● **Given data**:
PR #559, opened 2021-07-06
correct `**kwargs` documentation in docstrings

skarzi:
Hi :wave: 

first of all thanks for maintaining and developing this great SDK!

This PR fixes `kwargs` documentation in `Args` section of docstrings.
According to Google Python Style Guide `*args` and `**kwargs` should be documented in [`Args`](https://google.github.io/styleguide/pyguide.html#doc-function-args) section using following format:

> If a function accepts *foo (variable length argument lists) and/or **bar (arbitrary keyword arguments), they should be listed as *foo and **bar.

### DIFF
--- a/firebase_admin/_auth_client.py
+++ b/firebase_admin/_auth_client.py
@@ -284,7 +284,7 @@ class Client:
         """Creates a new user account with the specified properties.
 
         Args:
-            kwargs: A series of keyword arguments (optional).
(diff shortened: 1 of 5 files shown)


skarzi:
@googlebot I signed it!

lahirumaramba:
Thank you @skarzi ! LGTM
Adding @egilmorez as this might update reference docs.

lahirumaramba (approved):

● **Action item**:
For every line above that has "section" in it, copy the line.

● **Solution below**:
This PR fixes `kwargs` documentation in `Args` section of docstrings.
According to Google Python Style Guide `*args` and `**kwargs` should be documented in [`Args`](https://google.github.io/styleguide/pyguide.html#doc-function-args) section using following format:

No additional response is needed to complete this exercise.